Add reserved potatoes, ham, and matchstick carrots. Simmer for about 1/2 hour. And done. I didn't talk about seasoning. That's because it's a personal thing. I used what probably amounts to 1-2 Tablespoons of dill, 1/2 teaspoon of white pepper and salt to taste. Bear in mind that ham is salty. I add salt very gradually in every step so as to not over salt. Also this time I added 3 slices of leftover bacon before puréeing. So there's that. (Adds smoke and salt too). But you do what you want.
"But make sure you write down your changes because I won't always be there to answer the phone," Ma would say.

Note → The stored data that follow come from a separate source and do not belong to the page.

PR #533, opened 2019-11-22
Fixing on image responsivity while scaling large images on story detail

periclesJ:
Large images on small devices becomes stretched, this small fix solves this problem keeping image aspect ratio inside 'story detail' on v1.

### DIFF
--- a/templates/public/story_read.haml
+++ b/templates/public/story_read.haml
@@ -156,7 +156,9 @@
     }
 
     .story-details img {
-      max-width: 100%;
+      height: auto !important;
+      display: block;
+      width: 100% !important;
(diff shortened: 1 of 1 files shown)


norkans7:
Any screenshot to see the issue vs the fix?

pericles-jr:
This the layout before fixing:
Captura de Tela 2019-11-25 às 08 31 00

This is the layout after the adjustment:
Captura de Tela 2019-11-25 às 08 32 03

norkans7:
Thanks, I see that issue.
FWIW it is recommended you switch to the new design version since the old one will be removed soon

PR #542, opened 2019-12-11
Add method to squash poll stats

norkans7:


norkans7:
Replaced by #550 and #551

PR #545, opened 2019-12-23
Remove numbers on string translated

matmsa27:


locale/ro/LC_MESSAGES/django.po
```diff
@@ -1378,7 +1378,7 @@ msgstr "TOATE RĂSPUNSURILE "
 
 #, python-format
 msgid "%(responded)s responded out of %(polled)s polled"
-msgstr " 1 %(responded)s răspondenți din 2 %(polled)s intervievați"
+msgstr "%(responded)s răspondenți din %(polled)s intervievați"
```
norkans7: This should be done on Transifex instead

matmsa27: Yeah, when I open this PR, the transifex for `ro` has 100% translated, I tried to change the string on transifex and the PR wasn't created.

That string translated already done on transifex, but the PR wasn't created.
Screenshot from 2020-01-10 10-41-15

Actually the transifex for `ro` presents 94% translated, but when try to translate doesn't show the strings for translate.
Screenshot from 2020-01-10 10-50-47

PR #548, opened 2020-01-14
Squash stats with field

norkans7:


ureport/stats/migrations/0007_pollstats_is_squashed.py
```diff
@@ -0,0 +1,18 @@
...
+
+    dependencies = [
+        ('stats', '0006_populate_word_clouds'),
+    ]
+
+    operations = [
+        migrations.AddField(
+            model_name='pollstats',
+            name='is_squashed',
+            field=models.BooleanField(default=False, help_text='Whether this row was created by squashing'),
```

Author Jenna (Cleary) Edwards, who blogs at http://vievieandmama.com/, writes: "My family is all from South Buffalo, but my parents transplanted us to Springville right after I was born. I've been in North Buffalo since 1999. My grandparents lived on Mariemont Avenue. My grandmother was a very strong matriarch and tied the family together. Part of that is the wonderful comfort food she was always 'making' us eat, even if we were stopping by after already having dinner. My great-grandparents were first generation immigrants from Ireland. We still have ties to family over there. Vincent Talty, Ma's first cousin and father of Stephan Talty, author of 'Black Irish,' was present at her burial in 2013."